PR #994, opened 2022-01-03
sitl_autospeedup: module to help with SITL testing

peterbarker:
Twiddles SIM_SPEEDUP parameter at simulation startup


peterbarker:
image

peterbarker:
I think notionally we could build this into SITL instead, with a `--prep-for-arming` command-line option.  We would attach to (e.g. port 5760) ourselves and do what the MAVProxy script currently does, then drop the connection and start MAVProxy on the same connection.  Drawback is that you don't get MAVProxy at all until the vehicle is ready to go.

peterbarker:
Didn't ever get around to making this 100%

PR #998, opened 2022-01-17
Corrected major/minor/patch decoding of flight_sw_version in AUTOPILOT_STATUS

pap9ck:
The useralerts module retrieves the major/minor/patch version (to compare with the alerts) from the AUTOPILOT_STATUS message's flight_sw_version field. But the decoding of this 32bit integer is incorrectly done with the python hex function which array index iterates through octets not bytes of the flight_sw_version field whereas the encoding in the ardupilot is using encoding as below /1/. The decoding function has been separated out as this might be useful in other places, e.g. the version command in mavproxy doesn't produce any output today (the triggered AUTOPILOT_STATUS message just goes into the log), but that will be for another PR.

/1/
    flight_sw_version = version.major << (8 * 3) | \
                        version.minor << (8 * 2) | \
                        version.patch << (8 * 1) | \
                        (uint32_t)(version.fw_type) << (8 * 0);

### DIFF
--- a/MAVProxy/modules/lib/mp_util.py
+++ b/MAVProxy/modules/lib/mp_util.py
@@ -490,3 +490,24 @@ def decode_devid(devid, pname):
         bustypes.get(bus_type,"UNKNOWN"), bus_type,
         bus, address, address, devtype, devtype, decoded_devname,
         devid))
+
+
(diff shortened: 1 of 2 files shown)


stephendade (approved):
Thanks! Will merge

PR #999, opened 2022-01-25
Add FeiYing Model KMODEL Simulator joystick

Jaaaky:
A famous one used by hobbyists

I've tested it myself for a friend and confirmed working successfully


peterbarker (approved):
LGTM

peterbarker:
Merged, thanks!

I wouldn't be surprised if we do need to narrow that pattern into the future, 'though :-)

PR #1015, opened 2022-02-19
catch an exception in mavexplorer on windows

tridge:


peterbarker (approved):
Would be nice to narrow that exception.

PR #1016, opened 2022-02-24
map: allow for override of vehicle type

tridge:
useful in swarms to make vehicles distinct


peterbarker (approved):
Looks like it will do the job.

Better would be a `map vehiclecolour SYSID (r,g,b,a)` - a lot more work, but should be doable if we assume you can take a red-copter and change all red pixels to the new colour.

PR #1017, opened 2022-02-25
allow wildcards in --master

tridge:
useful to connect to many links at once
tested with 5 boards like this:
  mavproxy.py --console --master /dev/serial/by-id/usb\\*0

### DIFF
--- a/MAVProxy/mavproxy.py
+++ b/MAVProxy/mavproxy.py
@@ -17,6 +17,7 @@ import math
 import platform
 import json
 import struct
+import glob
 
 try:
     reload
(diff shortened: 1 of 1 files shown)


MAVProxy/mavproxy.py
```diff
@@ -1360,7 +1361,11 @@ def quit_handler(signum = None, frame = None):
 
     # open master link
     for mdev in opts.master:
-        if not mpstate.module('link').link_add(mdev, force_connected=opts.force_connected):
+        if mdev.find('?') != -1 or mdev.find('*') != -1:
```
peterbarker, line 1364: I don't get it - why not just always glob?

If those characters don't exist then the result will be the same.

tridge: > I don't get it - why not just always glob?

it would break platforms like windows

PR #1022, opened 2022-03-15
MAVProxy: default to using the 'all' dialect

peterbarker:
This would allow MAVProxy to see messages in other inclusions in `all.xml` - so including the ones in `storm32.xml` for example.

I've run this for a while locally and it seems to run just fine.


peterbarker:
pymavlink equivalent is here: https://github.com/ArduPilot/pymavlink/pull/650

PR #1025, opened 2022-03-17
try to handle windows exceptions

tridge:


peterbarker (approved):
Born from frustration...

PR #1033, opened 2022-03-27
ntrip: make connection non-blocking

tridge:
this prevents blocking main thread when there is no internet link

### DIFF
--- a/MAVProxy/modules/lib/ntrip.py
+++ b/MAVProxy/modules/lib/ntrip.py
@@ -47,6 +47,7 @@ class NtripClient(object):
         self.user = base64.b64encode(user)
         self.port = port
         self.caster = caster
+        self.caster_ip = None
         self.mountpoint = mountpoint
         if not self.mountpoint.startswith("/"):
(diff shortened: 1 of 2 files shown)


MAVProxy/modules/lib/ntrip.py
```diff
@@ -121,7 +123,8 @@ def get_ID(self):
 
     def read(self):
         if self.socket is None:
-            time.sleep(0.1)
+            if self.socket_pending is None:
+                time.sleep(0.1)
```
peterbarker, line 127: This structure will introduce a 100ms sleep every other call.

Scribbling down a `last_connect_attempt = time.time()` and using it to determine when to try again would avoid this.

peterbarker (commented):
Looks good except for the 100ms pause in the main loop.

... looks like an infrastructure problem with CI.

MAVProxy/modules/lib/ntrip.py
tridge: fixed

PR #1034, opened 2022-03-30
added mqtt module

Towflos:
added a module to publish mavlink messages to mqtt

### DIFF
--- a/MAVProxy/modules/mavproxy_mqtt.py
+++ b/MAVProxy/modules/mavproxy_mqtt.py
@@ -1,0 +1,70 @@
+from paho.mqtt import MQTTException
+from MAVProxy.modules.lib import mp_settings
+from MAVProxy.modules.lib import mp_module
+import paho.mqtt.client as mqtt
+import json
+import numbers
+
+
+class MqttModule(mp_module.MPModule):
+
+    def __init__(self, mpstate):
+        super(MqttModule, self).__init__(mpstate, "mqtt", "mqtt publisher")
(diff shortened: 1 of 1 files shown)


MAVProxy/modules/mavproxy_mqtt.py
```diff
@@ -0,0 +1,70 @@
...
+        elif args[0] == 'connect':
+            self.connect()
+
+    def usage(self):
+        """show help on command line options"""
+        return "Usage: mqtt <set|connect>"
+
+    def convert_to_dict(self, message):
+        """converts mavlink message to python dict"""
+        if hasattr(message, '_fieldnames'):
```
peterbarker, line 58: when is this not the case?

peterbarker (approved):
This looks interesting.

I'm going to merge this - it's not going to break anyone who doesn't load it.

peterbarker:
Merged, thanks!

MAVProxy/modules/mavproxy_mqtt.py
Towflos: I was not sure if there could be messages that contain another message as field that's why the function is recursive. This checks if the function gets called on a field with a message or a value.

peterbarker:
On Thu, 31 Mar 2022, Towflos wrote:

> I was not sure if there could be messages that contain another message as field that's why the function is recursive. This checks if the function gets called on a field with a message or a value.

Yeah, that doesn't happen :-)

Feel free to simplify.

Issue #1069, opened 2022-06-09
WP Editor corrupts command's Param5 if not Latitude


rmackay9:
Some mission commands attempt to hold values in Param5 but they become corrupted after saving probably because the editor is converting between a human readible lattitude (e.g. -35.36...) and what must be sent (e.g. -35.36 * 1e7)

After "Write WP" (e.g. what the user entered)
![image](https://user-images.githubusercontent.com/1498098/172749391-bca40ab3-89a9-4af1-96dc-c1536c6cf203.png)

After "Read WP" (e.g. what the user gets)
![image](https://user-images.githubusercontent.com/1498098/172749438-b64d1cd3-7ae4-408c-8cc4-14b5bdb405e2.png)

[The same issue exists for Mission Planner](https://github.com/ArduPilot/MissionPlanner/issues/2871)

I do not believe this is a flight code issue because I added debug to AP_Mission and the mavlink message's packet.x seems to have a very large number it in.

I think the best way to fix this is to check the xml's "isDestination" tag.  It is false for the commands that have this issue and true for all others.

tridge:
fixed by #1110

PR #1076, opened 2022-06-24
mavproxy_wp: check has_location attribute before multiplying x and y

peterbarker:
Closes https://github.com/ArduPilot/MAVProxy/issues/1069

Requires https://github.com/ArduPilot/pymavlink/pull/697


rmackay9:
Thanks very much for this!  I'm not sure I can personally test this because I don't normally run the dev version of MAVProxy but the issue linked shows the method to replicate the problem (and you've probably already tested).

PR #1077, opened 2022-06-27
param: support downloading param defaults from vehicle

tridge:
to go with https://github.com/ArduPilot/ardupilot/pull/20972


tridge:
replaced by #1082

PR #106, opened 2025-01-26
Fix type error when calling `create_dataarray_from_tensor`

observingClouds:
## Describe your changes

The `create_dataarray_from_tensor` is now called with the expected type (tensor instead of numpy array).

## Issue Link

## Type of change

## Checklist for reviewers

- [ ] the code is readable
- [ ] the code is well tested

## Checklist for assignee

- [ ] the tests pass


joeloskarsson:
Thanks for fixing this! I wonder why this was not caught by any tests? Maybe something to try to also change here to avoid similar bugs in the future. We have a test that should run an epoch or so of training on the example data. I wonder if we have managed to configure that one so that it will not run validation. Because this bug should have crashed the validation step I think, making any test including that fail.

leifdenby:
> I wonder why this was not caught by any tests?

I think because the tests don't run through the cli interface, but instead create a `Trainer` object directly. The cli interface code needs refactoring so that it can be called directly when a list of arguments to be treated as `argv` from the command line. I think the tests should call the cli interface though, that would be better.

observingClouds:
My idea was also to use `mypy` typing checks which could be able to detect that too.

leifdenby:
> My idea was also to use `mypy` typing checks which could be able to detect that too.

Interesting! I hadn't thought of that :) If you have time and inclination I would review a PR on that. But maybe not a priority for now? What do you think?

joeloskarsson:
Another simple temporary fix to the tests for this is to just specify options to the instantiated `pl.Trainer` so that it actually runs one validation step.

observingClouds:
> Interesting! I hadn't thought of that :) If you have time and inclination I would review a PR on that. But maybe not a priority for now? What do you think?

I have included mypy now and fixed all the issues that were raised (~40). It is not in strict mode yet as many functions are not yet typed in neural-lam and since this results in about 460 issues, I will not attempt that now 😄

sadamov:
Whenever we talk about static typing and/or CLI I like to mention this library that elegantly combines both: https://typer.tiangolo.com/

observingClouds:
To keep this PR rather clean, I reverted the mypy test and additional type annotations now.

leifdenby (approved):
Perfect! Thanks for fixing this.

PR #107, opened 2025-01-27
Add Learning Rate Scheduler to neurallamConfig

### LINKED ISSUE #97: Learning rate scheduler
Learning rate scheduling is something useful that we should have as an option. As setting up a way to configure arbitrary pytorch schedulers becomes over-complicated, we should start by just adding in options for cosine schedule. @ErikLarssonDev has a prototype for this.

matschreiner:
## Describe your changes

< Summary of the changes.>

I have added an optimization field to the `TrainingConfig` in `neural_lam/config.py`. This field takes a `lr`, `lr_scheduler` and `lr_scheduler_kwargs`. 

The `lr_scheduler` is checked against available schedulers in `pytorch` after the field is initialized. If the scheduler doesn't exist it will throw an `InvalidConfigError`.

The optimization config is added as a member to the `ARModel class`, so we can access it in `configure_optimizers`.
I think it would have been better to add the entire config, but maybe its a conscious choice that the config is not an attribute of the model. 

I have included tests to check if the configuration instantiation fails with an invalid scheduler and a valid scheduler. 
I also test if the learning rate is decreasing as expected on the optimizer when calling the learning_rate scheduler.

It is a breaking change because I have removed the `--lr` option in the arguments parser and moved it to the configuration file. 

If for example we wanted to add a `CosineAnnealingLR` with `T_max 1000` and `eta_min =` we would add the following to the config yaml.

```yaml
datastore:
     ...
training:
  state_feature_weighting:
    ...
  optimization:
    lr_scheduler: CosineAnnealingLR
    lr_scheduler_kwargs:
      T_max: 1000
      eta_min: 0.0
```

Also update some tests to use a fixture for model_args

< Please also include relevant motivation and context. >
I was tasked with exploring different schedulers and learning rates and thought it would be nice to log these things in the configuration files. 

< List any dependencies that are required for this change. >
None

## Issue Link
https://github.com/mllam/neural-lam/issues/97

## Type of change

- [X] 💥 Breaking change (fix or feature that would cause existing functionality to not work as expected)

- [X] For any new/modified functions/classes I have added docstrings that clearly describe its purpose, expected inputs and returned values
- [X] I have placed in-line comments to clarify the intent of any hard-to-understand passages of my code
- [X] I have updated the [README](README.MD) to cover introduced code changes
- [X] I have added tests that prove my fix is effective or that my feature works
- [X] I have given the PR a name that clearly describes the change, written in imperative form ([context](https://www.gitkraken.com/learn/git/best-practices/git-commit-message#using-imperative-verb-form)).

## Checklist for reviewers

- [X] the code is readable
- [x] the code is well tested
- [X] the code is documented (including return types and parameters)
- [X] the code is easy to maintain

## Checklist for assignee

- [ ] the tests pass

### DIFF
--- a/neural_lam/config.py
+++ b/neural_lam/config.py
@@ -5,7 +5,6 @@ from typing import Dict, Union
 
 # Third-party
 import dataclass_wizard
-import torch
 
 # Local
 from .datastore import (
@@ -58,14 +57,33 @@ class Optimization:
     """
 
     lr: float = 1e-3
-    scheduler: str = ""
-    scheduler_kwargs: Dict[str, Union[int, float]] = dataclasses.field(
+    lr_scheduler: str = ""
+    lr_scheduler_kwargs: Dict[str, Union[int, float]] = dataclasses.field(
         default_factory=dict
     )
 
     def __post_init__(self):
-        if self.scheduler:
-            assert self.scheduler in dir(torch.optim.lr_scheduler)
+        valid_schedulers = [
+            "ConstantLR",
+            "CosineAnnealingLR",
+            "CosineAnnealingWarmRestarts",
+            "CyclicLR",
+            "ExponentialLR",
+            "LRScheduler",
+            "LambdaLR",
+            "LinearLR",
+            "MultiStepLR",
+            "MultiplicativeLR",
+            "OneCycleLR",
+            "PolynomialLR",
+            "ReduceLROnPlateau",
+            "SequentialLR",
+            "StepLR",
+        ]
+        if self.lr_scheduler and self.lr_scheduler not in valid_schedulers:
+            raise InvalidConfigError(
+                f"Invalid learning rate scheduler: {self.lr_scheduler}"
+            )
 
 
 @dataclasses.dataclass
--- a/neural_lam/config.py
+++ b/neural_lam/config.py
@@ -5,6 +5,7 @@ from typing import Dict, Union
 
 # Third-party
 import dataclass_wizard
+import torch
 
 # Local
 from .datastore import (
@@ -61,6 +62,10 @@ class Optimization:
     scheduler_kwargs: Dict[str, Union[int, float]] = dataclasses.field(
         default_factory=dict
     )
+
+    def __post_init__(self):
+        if self.scheduler:
+            assert self.scheduler in dir(torch.optim.lr_scheduler)
 
 
 @dataclasses.dataclass
--- a/neural_lam/config.py
+++ b/neural_lam/config.py
@@ -50,14 +50,19 @@ class Optimization:
 
     Attributes
     ----------
-    scheduler : str
+    lr: float
+        The initial learning rate.
+    lr_scheduler : str
         The type of learning rate scheduler to use
-    scheduler_args : Dict[str, Union[int, float]]
+    lr_scheduler_scheduler_step_freq : int
+        The frequency at which to call the learning rate scheduler.
+    lr_scheduler_args : Dict[str, Union[int, float]]
         Arguments to pass to the learning rate scheduler.
     """
 
     lr: float = 1e-3
     lr_scheduler: str = ""
+    lr_scheduler_scheduler_step_freq: int = 1
     lr_scheduler_kwargs: Dict[str, Union[int, float]] = dataclasses.field(
         default_factory=dict
     )
--- a/neural_lam/config.py
+++ b/neural_lam/config.py
@@ -44,6 +44,26 @@ class DatastoreSelection:
 
 
 @dataclasses.dataclass
+class Optimization:
+    """
+    Configuration for the learning rate scheduler.
+
+    Attributes
+    ----------
+    scheduler : str
+        The type of learning rate scheduler to use
+    scheduler_args : Dict[str, Union[int, float]]
+        Arguments to pass to the learning rate scheduler.
+    """
+
+    lr: float = 1e-3
+    scheduler: str = ""
+    scheduler_kwargs: Dict[str, Union[int, float]] = dataclasses.field(
+        default_factory=dict
+    )
+
+
+@dataclasses.dataclass
 class ManualStateFeatureWeighting:
     """
     Configuration for weighting the state features in the loss function where
@@ -85,6 +105,7 @@ class TrainingConfig:
     state_feature_weighting: Union[
         ManualStateFeatureWeighting, UniformFeatureWeighting
     ] = dataclasses.field(default_factory=UniformFeatureWeighting)
+    optimization: Optimization = dataclasses.field(default_factory=Optimization)
 
 
 @dataclasses.dataclass
--- a/neural_lam/config.py
+++ b/neural_lam/config.py
@@ -87,7 +87,7 @@ class Optimization:
         ]
         if self.lr_scheduler and self.lr_scheduler not in valid_schedulers:
             raise InvalidConfigError(
-                f"Invalid learning rate scheduler: {self.lr_scheduler}"
+                f"Invalid learning rate scheduler: {self.lr_scheduler}."
             )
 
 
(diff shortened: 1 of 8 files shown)


matschreiner:
@khintz 
@leifdenby

leifdenby:
From a quick glance this is looking really great! Thanks for doing this @matschreiner! Since this is looking quite close to complete and is quite an isolated feature, do you want to propose this for the next release (`v0.4.0`, edit: I can see @joeloskarsson already proposed this for `v0.5.0` on #97 so maybe we keep this feature for that release)?

It looks like the linting is complaining right now. We use `pre-commit` for linting. You can install the development tools with `python -m pip install -e ".[dev]"` or `python -m pip install -e ".[dev]"`. And you can install a git hook so pre-commit is automatically run with `pre-commit install` :)

Maybe if you fit the linting issues and then I can give this a proper testing and review?

joeloskarsson:
This is really nice to have! A couple of thoughts:

1. It would probably be good to handle lr-scheduler parameters similar to https://github.com/mllam/neural-lam/blob/807e47639dd7022a889a8195c9a2a4306c7ea37b/neural_lam/models/ar_model.py#L755-L757 , to have some control if they should be loaded from a previous checkpoint or not.
2. With this the lr is configured in the config script rather than with argparse flags. I think there is a larger discussion to be had about what should be in the config vs command line arguments. To me it is a bit unintuitive why e.g. lr should be somewhere else than the number of epochs I train for, or the ar_steps. I would always adjust these together, meaning I would have to change the config file and the bash-script I use for starting training runs. Up until now the setup in practice has been that you only write the config once, to tell neural-lam where to read data and how to weight variables, and then the actual training setup being ran is specified using command line args. There is definitely an argument to be made that all/most things should be in a config file. For now I just want us to have a thought-through idea of what goes where.

matschreiner:
@joeloskarsson 

Thanks for having a look at my code :)

1) I've changed it now so that we can restore lr_schedulers same way as we can restore the optimizer :) 

2) I agree that training time and learning rate scheduler setup is related, and I think that the issue is partly in the way pytorch is set up. But since the model is responsible for instantiating optimizers and schedulers, I think it makes sense to also include them in the model configuration file. The number of epochs/training steps on the other hand are arguments for the trainer so I'd say they belong in the arguments for the training script.

matschreiner:
Also I can't pass the tests because of timeout errors.  Maybe it could be fixed by merging in  [Leifs PR](https://github.com/mllam/neural-lam/pull/110).

joeloskarsson:
Yea the way these things are handled in pytorch and lightning really is not optimal (from a software design standpoint). I'm not sure if I have any idea for a good solution. Just wanted to add that I don't think it is suitable to think of the config file as a model config, as the model architecture is mainly defined through command line arguments. I think of it more as a config of how the model should read and weight data at the moment, but maybe that is something that should actually change (what the config is for).

sadamov:
I realized today that restoring checkpoints can be a bit tricky with LR schedulers. Currently, neural-lam allows to load a checkpoint with/without optimizer state. If the LR has a scheduler, this checkpoint logic has to be expanded as you and Joel already discussed above. Pytorch-Lightning has rather specific opinions about how a checkpoint is loaded. In the research branch we are always loading the full checkpoint and then resetting scheduler and optimizer manually. Setting epoch and step to 0 prevents pytorch-lightning from throwing warnings. I don't think my current hack is a good solution, but it should give some indication to what might be necessary: https://github.com/joeloskarsson/neural-lam-dev/blob/3cdbcc546f27fd843f5e3e86f4a512a67f7e2a61/neural_lam/models/ar_model.py#L806

observingClouds:
I recently needed to change the LR scheduler and thought "it would be really nice if one could provide this within a config", so thanks for having created this PR.

There is however one case that I think the current suggestion is not covering and that is the [torch.optim.lr_scheduler.ChainedScheduler](https://docs.pytorch.org/docs/stable/generated/torch.optim.lr_scheduler.ChainedScheduler.html), which is not uncommon to use.

I imagine e.g. the following config:

```
datastore:
     ...
training:
  state_feature_weighting:
    ...
  optimization:
    lr_scheduler: ChainedScheduler
    lr_scheduler_kwargs:
      schedulers:
          - scheduler: ConstantLR
            lr_scheduler_kwargs:
               factor:0.1
               total_iters:20
          - scheduler: CosineAnnealingLR
            lr_scheduler_kwargs:
              T_max: 1000
              eta_min: 0.0
```

Kirankhoushik:
Hi! I’m Kiran Khoushik, a CS student. I’m new to this repo and also new to LR schedulers.
Before I start implementing, could you please clarify how you want this to behave ?
1.Should the scheduler update every batch or every epoch ?
2.When resuming from a checkpoint, should the scheduler continue from the saved state or restart?
3.Should these settings live only in the YAML config, or do you also want CLI overrides ?

abhaygoudannavar:
Thanks @observingClouds for pointing me here from #237.

Looking at the current state of this PR — the main gap seems to be ChainedScheduler / SequentialLR support, where the config needs to handle a list of sub-schedulers with their own kwargs.

One approach that could work: rather than special-casing ChainedScheduler in the config parsing, we could recursively instantiate schedulers from a list. Something like:
``` yaml
training:
  optimization:
    lr_scheduler: SequentialLR
    lr_scheduler_kwargs:
      milestones: [1000]
      schedulers:
        - scheduler: LinearLR
          kwargs:
            start_factor: 0.001
            end_factor: 1.0
            total_iters: 1000
        - scheduler: CosineAnnealingLR
          kwargs:
            T_max: 50000
            eta_min: 1.0e-6
 ```
On the code side, the instantiation logic in 
configure_optimizers would check if any kwarg value is a list of dicts with a scheduler key, and recursively build those sub-schedulers before passing them to the parent.

I would be happy to take a stab at implementing this if the approach sounds reasonable.

**Comment by nsg365** [comment]
Hi @observingClouds , I'd like to take this up please

**Comment by joeloskarsson** [comment]
@matschreiner and @observingClouds is there interest from you to keep working on this? Otherwise I think it would be better to start with the solution from here, bring it up to date with main and then build this out in a new PR.

**Comment by observingClouds** [comment]
Hi @joeloskarsson,
I think it would be nice to keep discussing how we can support chained schedulers. I think a single scheduler itself is often not sufficient for a whole experiment. So including this very important case in the design for the beginning seems worth the wait for me.

**Comment by observingClouds** [comment]
How about always defining the schedulers in a list and wrap them on the code side into the [ChainedScheduler](https://docs.pytorch.org/docs/stable/generated/torch.optim.lr_scheduler.ChainedScheduler.html). I don't see any harm in always wrapping the scheduler into a ChainedScheduler, even if it is just a single scheduler.


```
datastore:
     ...
training:
  state_feature_weighting:
    ...
  optimization:
    lr_schedulers:
      - scheduler: ConstantLR
         factor:0.1
         total_iters:20
      - scheduler: CosineAnnealingLR
        T_max: 1000
        eta_min: 0.0
```

joeloskarsson:
Ok, makes sense @observingClouds 😄 
I think that is a nice and clean approach. Also don't see any issue with always wrapping in a ChainedScheduler.

sadamov:
Picking this back up. @matschreiner has been silent since 2025-02-04. The latest design direction (from @joeloskarsson and @observingClouds above) is: always wrap schedulers in `ChainedScheduler` so single-scheduler and multi-scheduler configs share one code path. I think that's the right design.

@observingClouds you've been the most invested. Do you want to take ownership? Either rebase this branch onto main with the ChainedScheduler design, or follow Joel's earlier suggestion and open a fresh PR with this as the reference.

@Kirankhoushik and @nsg365, you both volunteered earlier. If @observingClouds doesn't have bandwidth, are either of you still interested?

Closing #134 (GraphCast scheduler) separately since ChainedScheduler covers that case.

observingClouds:
Thanks for the ping/push @sadamov. I will implement the latest design.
****************
## [How to complete this task]
Using the records above, set down exactly the lines from the one with "3.Should these settings" through the one with "On the code side, the instantiation logic in", inclusive, and nothing more.

## [Answer to this task]
3.Should these settings live only in the YAML config, or do you also want CLI overrides ?

abhaygoudannavar:
Thanks @observingClouds for pointing me here from #237.

Looking at the current state of this PR — the main gap seems to be ChainedScheduler / SequentialLR support, where the config needs to handle a list of sub-schedulers with their own kwargs.

One approach that could work: rather than special-casing ChainedScheduler in the config parsing, we could recursively instantiate schedulers from a list. Something like:
``` yaml
training:
  optimization:
    lr_scheduler: SequentialLR
    lr_scheduler_kwargs:
      milestones: [1000]
      schedulers:
        - scheduler: LinearLR
          kwargs:
            start_factor: 0.001
            end_factor: 1.0
            total_iters: 1000
        - scheduler: CosineAnnealingLR
          kwargs:
            T_max: 50000
            eta_min: 1.0e-6
 ```
On the code side, the instantiation logic in 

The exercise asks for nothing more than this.